ASSIGNMENT
Say how many lines in the records hold "object". Nothing but the number should be given.

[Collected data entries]
——
PR #4233, opened 2025-06-30
Backend: `onAnyToggled`

DavidArthurCole:
## What
This PR adds a method to ConditionalUtils that can be used to `onToggle()` every property in a config at once, and it will also iterate down to sub-configs as well. First implemented in Pet Display V2, but I've been finding use cases for it elsewhere.

+ Added `onAnyToggled` to ConditionalUtils. - Daveed
    * Allows you to `onToggle()` an entire config file at once.

### DIFF
--- a/src/main/java/at/hannibal2/skyhanni/utils/ConditionalUtils.kt
+++ b/src/main/java/at/hannibal2/skyhanni/utils/ConditionalUtils.kt
@@ -2,6 +2,10 @@ package at.hannibal2.skyhanni.utils
 
 import io.github.notenoughupdates.moulconfig.observer.Observer
 import io.github.notenoughupdates.moulconfig.observer.Property
+import java.lang.reflect.Modifier
+import kotlin.reflect.full.hasAnnotation
+import kotlin.reflect.full.memberProperties
+import kotlin.reflect.jvm.isAccessible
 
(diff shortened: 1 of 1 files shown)


src/main/java/at/hannibal2/skyhanni/utils/ConditionalUtils.kt
```diff
@@ -72,4 +76,34 @@ object ConditionalUtils {
         return second1.compareTo(second2)
     }
 
+    /**
+     * Recursively scans each given 'root' for any fields of type Property<*>,
+     * then calls the existing onToggle(...) overload with all discovered properties.
+     */
+    fun onToggleAll(vararg roots: Any, observer: Runnable) = roots.forEach { root ->
```
Thunderblade73: wouldn't it be better called ``onAnyToggled`` ?

DavidArthurCole: Probably, yes

CalMWolfs:
is there an easy way for me to test this?

DavidArthurCole:
> is there an easy way for me to test this?

probably just a Test config with some nested Property<Boolean> options in it, and then do an onToggleAny with a ChatUtils debug

PR #4062, opened 2025-06-15
Feature: Dark Monolith Helpers & Tracker

DavidArthurCole:
## Dependencies
- https://github.com/hannibal002/SkyHanni/pull/4234

## What
Adds highlighting for Dark Monoliths in Dwarven Mines and a profit tracker.

## Changelog New Features
+ Added tracker, titles, and block highlighting for Dark Monoliths. - Daveed

PR #4234, opened 2025-06-30
Backend: `canSee` Block Faces

DavidArthurCole:
## Dependencies
- https://github.com/hannibal002/SkyHanni/pull/4233
- https://github.com/hannibal002/SkyHanni/pull/4244

## What
https://discord.com/channels/997079228510117908/1094190239532208228/1389106741815414805
Came up while I was working on #4062 - we had a lot of functions to check if you have line of sight with an entity/vec, but that would almost always fail with a direct use of the LorenzVec of a block, due to the block itself being in the way of the ray.

This PR adds a bunch of backend code for checking against this (`canSeeFace` & `canSeeAnyFace`, as well as a test-suite using `/shtestcanseeface`.

Needed a couple of new World Rendering utils, but nothing that's new should break on 1.21.6 🙏

<details>
<summary>Images</summary>

image

image

image

Example of what a partial LOS would look like:

image

image
</details>

+ Added `LocationUtils` functions for checking LOS to block faces. - Daveed
    * Can specify one specific face (by `EnumFacing`/`Direction`), or any face.
    * Enable in `/sh dev tools`, and `/shtestcanseeface`.
+ Added functions to draw directional rays/highlight block faces in `WorldRenderUtils`. - Daveed


src/main/java/at/hannibal2/skyhanni/test/TestCanSeeFace.kt
```diff
@@ -0,0 +1,291 @@
...
+    fun onCommandRegistration(event: CommandRegistrationEvent) {
+        event.registerBrigadier("shtestcanseeface") {
+            description = "Test if you can see certain faces of a block."
+            category = CommandCategory.DEVELOPER_TEST
+            simpleCallback {
+                if (!enabled) {
+                    ChatUtils.chat(
+                        "The /shtestcanseeface command is disabled. Enable it in the dev tool config.",
+                        replaceSameMessage = true
+                    )
```
CalMWolfs: maybe could link to the option when you click this message

src/main/java/at/hannibal2/skyhanni/config/features/dev/TestCanSeeFaceConfig.kt
```diff
@@ -0,0 +1,119 @@
...
+
+    @Expose
+    @ConfigOption(name = "Step Count", desc = "§c(§4§l!§r§c) Large values may cause issues.")
+    @ConfigEditorSlider(minValue = 0f, maxValue = 60f, minStep = 1f)
+    val stepCount: Property<Int> = Property.of(0)
+
+    @Expose
+    @ConfigOption(name = "Step Density", desc = "§c(§4§l!§r§c) Large values may cause issues.")
+    @ConfigEditorSlider(minValue = 4f, maxValue = 60f, minStep = 1f)
+    val stepDensity: Property<Int> = Property.of(4)
```
CalMWolfs: I know you add a warning here but these probably shouldnt go nearly this high, make the limits lower and then if we ever are testing you can manually enter a larger number anyways

CalMWolfs (changes requested):
Definitely seems like a cool concept but the test isn't quite working as id expect it to yet. There are a few rendering issues + it seems to not always be super accurate as can be seen in the video

When testing I get some z fighting, maybe offset it by a miniscule amount in the direction of the player. It also seems it takes a little bit to update the state of whether a face can be seen.

https://github.com/user-attachments/assets/dd1c3e58-b38b-4358-bf03-3efe3c1e4489

(video from 1.8, with refresh on 1 second, it takes more like 3 seconds to update)

On 1.21 there is less z fighting but still a little. Also the lines on 1.21 seem to not have depth which makes it easier to see if the non visible faces are being marked correctly, this behaviour should be added to 1.8

DavidArthurCole:
> When testing I get some z fighting, maybe offset it by a miniscule amount in the direction of the player. It also seems it takes a little bit to update the state of whether a face can be seen.
> (video from 1.8, with refresh on 1 second, it takes more like 3 seconds to update)

Fixed - old set points weren't being cleared at a good rate.

> On 1.21 there is less z fighting but still a little. Also the lines on 1.21 seem to not have depth which makes it easier to see if the non visible faces are being marked correctly, this behaviour should be added to 1.8

This is a limitation of the 1.8 implementation of `drawFilledBoundingBox`. The 1.21. impl has a `seeThroughBlocks` param;
image

The 1.8 one, does not;
image

DavidArthurCole:
@CalMWolfs bump

DavidArthurCole:
merge conflicts

src/main/java/at/hannibal2/skyhanni/test/TestCanSeeFace.kt
```diff
@@ -0,0 +1,302 @@
...
+import at.hannibal2.skyhanni.utils.renderables.primitives.text
+import net.minecraft.client.player.LocalPlayer
+import net.minecraft.core.Direction
+import net.minecraft.world.phys.AABB
+import kotlin.time.Duration
+import kotlin.time.Duration.Companion.seconds
+
+typealias PointSet = TimeLimitedSet<Pair<LorenzVec, Boolean>>
+typealias FacePointEntry = Map.Entry<Direction, PointSet>
+typealias FacePointSet = MutableMap<Direction, PointSet>
```
hannibal002: this should not be defined here. LocationUtils should not depend on a test file.

src/main/java/at/hannibal2/skyhanni/test/TestCanSeeFace.kt
```diff
@@ -0,0 +1,302 @@
...
+    private fun SkyHanniRenderWorldEvent.tryHighlightFace(
+        context: FaceCheckContext,
+        face: Direction,
+    ) {
+        if (!faceHighlightConfig.enabled.get() || faceStates[face] == FaceState.HIDDEN) return
+        val vec1 = context.vec1 ?: return
+        val vec2 = context.vec2 ?: return
+        val points = context.pointSet[face] ?: return
+        val faceSeen = points.any { it.second }
+        val color = if (faceSeen) faceHighlightConfig.seenColor.get() else rayConfig.unSeenColor.get()
```
hannibal002: looks like a bug here. unSeenColor should use faceHighlight, otherwise the config entry is unused.

src/main/java/at/hannibal2/skyhanni/utils/LocationUtils.kt
```diff
@@ -52,6 +59,165 @@ object LocationUtils {
...
+        val aabb = AABB(min.x, min.y, min.z, max.x, max.y, max.z)
+        val eye = playerEyeLocation()
+        val center = aabb.getBoxCenter()
+        val faceCenter = face.getCenterPos(center, aabb)
+
+        if (eye.distance(faceCenter) > viewDistance.toDouble()) return false
+        val wrappedSuccess = pointFill.wrapCanSee(face, eye, faceCenter, offset)
+
+        return if (wrappedSuccess && pointFill == null) true
+        else if (stepCount == 0) false
```
hannibal002: why cant we see the face when step count is 0?

src/main/java/at/hannibal2/skyhanni/test/TestCanSeeFace.kt
```diff
@@ -0,0 +1,302 @@
...
+            max = vec2,
+            stepCount = config.stepCount.get(),
+            stepDensity = config.stepDensity.get(),
+            pointFill = faceCheckContext.pointSet,
+        )
+        val calculationEndTime = SimpleTimeMark.now()
+        regenDebugRenderable(calculationEndTime - calculationStartTime)
+        faceCheckContext.finished = true
+        DelayedRun.runDelayed(config.refreshInterval.get().seconds) {
+            recalcContext(true)
```
hannibal002, line 262: this does not check enabled again.

src/main/java/at/hannibal2/skyhanni/utils/render/WorldRenderUtils.kt
```diff
@@ -27,11 +27,13 @@ import net.minecraft.client.gui.Font
 import net.minecraft.client.renderer.LightTexture
 import net.minecraft.client.renderer.ShapeRenderer
 import net.minecraft.client.renderer.blockentity.BeaconRenderer
+import net.minecraft.core.Direction
 import net.minecraft.network.chat.Component
 import net.minecraft.world.entity.Entity
 import net.minecraft.world.phys.AABB
 import org.joml.Matrix4f
 import java.awt.Color
+import kotlin.Boolean
```
hannibal002: unused import

src/main/java/at/hannibal2/skyhanni/utils/LocationUtils.kt
```diff
@@ -1,9 +1,15 @@
 package at.hannibal2.skyhanni.utils
 
+import at.hannibal2.skyhanni.test.FacePointSet
+import at.hannibal2.skyhanni.utils.collection.TimeLimitedSet
 import at.hannibal2.skyhanni.utils.compat.MinecraftCompat
+import net.minecraft.core.Direction
 import net.minecraft.world.entity.Entity
 import net.minecraft.world.phys.AABB
+import kotlin.collections.getOrPut
```
hannibal002: getOrPut and getValue are both unused imports

src/main/java/at/hannibal2/skyhanni/utils/LocationUtils.kt
```diff
@@ -52,6 +59,165 @@ object LocationUtils {
...
+                val wrappedSuccess = pointFill.wrapCanSee(this, eye, testPoint, offset)
+                if (wrappedSuccess && pointFill == null) return true
+            }
+        }
+        return false
+    }
+
+    private fun FacePointSet?.wrapCanSee(face: Direction, a: LorenzVec, b: LorenzVec, offset: Double?): Boolean {
+        val canSeeResult = canSee(a, b, offset)
+        this?.getOrPut(face) { TimeLimitedSet(5.seconds) }?.add(b to canSeeResult)
```
hannibal002: we should make the 5 seconds dynamic, via parameter. also, do we want to set this to refreshInterval when coming from TestCanSeeFace.canSeeAnyFace? we would need to pass the parameter through the functions tho

src/main/java/at/hannibal2/skyhanni/utils/render/WorldRenderUtils.kt
```diff
@@ -812,6 +814,88 @@ object WorldRenderUtils {
...
+            )
+        }
+
+        val corners = effectiveAABB.getFaceCorners(face)
+        val effectiveAlpha = ((color.alpha / 255f) * alpha * 255).toInt().coerceIn(0, 255)
+        val effectiveColor = Color(color.red, color.green, color.blue, effectiveAlpha)
+        draw(corners[0], corners[1], corners[3], effectiveColor)
+    }
+
+    @Suppress("unused")
```
hannibal002: do we plan on adding see through blocks support? if so, please also add a todo, if not, please remove the parameter + suppress

hannibal002 (changes requested):

src/main/java/at/hannibal2/skyhanni/utils/LocationUtils.kt
DavidArthurCole: I'll add a comment in the code, but:

```
        val wrappedSuccess = pointFill.wrapCanSee(face, eye, faceCenter, offset)

        return if (wrappedSuccess && pointFill == null) true
        else if (stepCount == 0) false
```

`wrapCanSee`, when stepCount is 0, will leave pointFill as `null`, if the block can be seen. So, if stepCount is 0, and we make it past that `if`, we can't see the block.

DavidArthurCole: Or, more poignantly, the only other branch after this is to "keep stepping" - when step count is 0, we don't do any stepping.

src/main/java/at/hannibal2/skyhanni/test/TestCanSeeFace.kt
DavidArthurCole: Good catch - yes, was a bug/typo.

src/main/java/at/hannibal2/skyhanni/utils/render/WorldRenderUtils.kt
DavidArthurCole: I think this was a hold-over from the `1.8.9` implementation, where that param existed. This branch is showing its age... removed.

src/main/java/at/hannibal2/skyhanni/config/features/dev/TestCanSeeFaceConfig.kt
```diff
@@ -0,0 +1,119 @@
...
+
+        @Expose
+        @ConfigOption(name = "Seen Color", desc = "Color of rays that are seen by the face.")
+        @ConfigEditorColour
+        val seenColor: Property<ChromaColour> = Property.of(LorenzColor.GREEN.toChromaColor(220))
+
+        @Expose
+        @ConfigOption(name = "Not Seen Color", desc = "Color of rays that are not seen by the face.")
+        @ConfigEditorColour
+        val unSeenColor: Property<ChromaColour> = Property.of(LorenzColor.RED.toChromaColor(220))
```
hannibal002: please rename to unseenColor. "un" is just a prefix, no standalone word

src/main/java/at/hannibal2/skyhanni/test/TestCanSeeFace.kt
```diff
@@ -0,0 +1,299 @@
...
+
+@SkyHanniModule
+object TestCanSeeFace {
+
+    data class FaceCheckContext(
+        var vec1: LorenzVec? = null,
+        var vec2: LorenzVec? = null,
+        var waitingForPunch: Boolean = false,
+        var pointSet: FacePointSet = mutableMapOf(),
+        var generallySeen: Boolean = false,
```
hannibal002: we dont use this. you  plan on using this later or can we remove it? if use later, maybe add a /todo here

src/main/java/at/hannibal2/skyhanni/utils/LocationUtils.kt
```diff
@@ -52,6 +60,179 @@ object LocationUtils {
...
+        stepDensity: Int,
+        pointFill: FacePointSet?,
+        offset: Double? = null,
+        resultLifespan: Duration = 5.seconds,
+    ): Boolean {
+        val halfX = (aabb.maxX - aabb.minX) / 2
+        val halfY = (aabb.maxY - aabb.minY) / 2
+        val halfZ = (aabb.maxZ - aabb.minZ) / 2
+        val (axis1, axis2, ext1, ext2) = getFaceRayConfig(halfX, halfY, halfZ) ?: return false
+        densityLoop@for (densityIncrement in 0 until stepDensity) {
```
hannibal002: loop label is not used. use or remove please

src/main/java/at/hannibal2/skyhanni/test/TestCanSeeFace.kt
```diff
@@ -0,0 +1,299 @@
...
+                    )
+                    return@simpleCallback
+                }
+                faceCheckContext.reset()
+                faceCheckContext.waitingForPunch = true
+                ChatUtils.chat("The next block you punch will be used for the face check.", replaceSameMessage = true)
+            }
+            literalCallback("stop") {
+                faceCheckContext.reset()
+                lastRenderable = null
```
hannibal002, line 204: no user feedback in chat

hannibal002 (changes requested):

hannibal002 (approved):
——
OUTPUT FOR THIS EXERCISE
6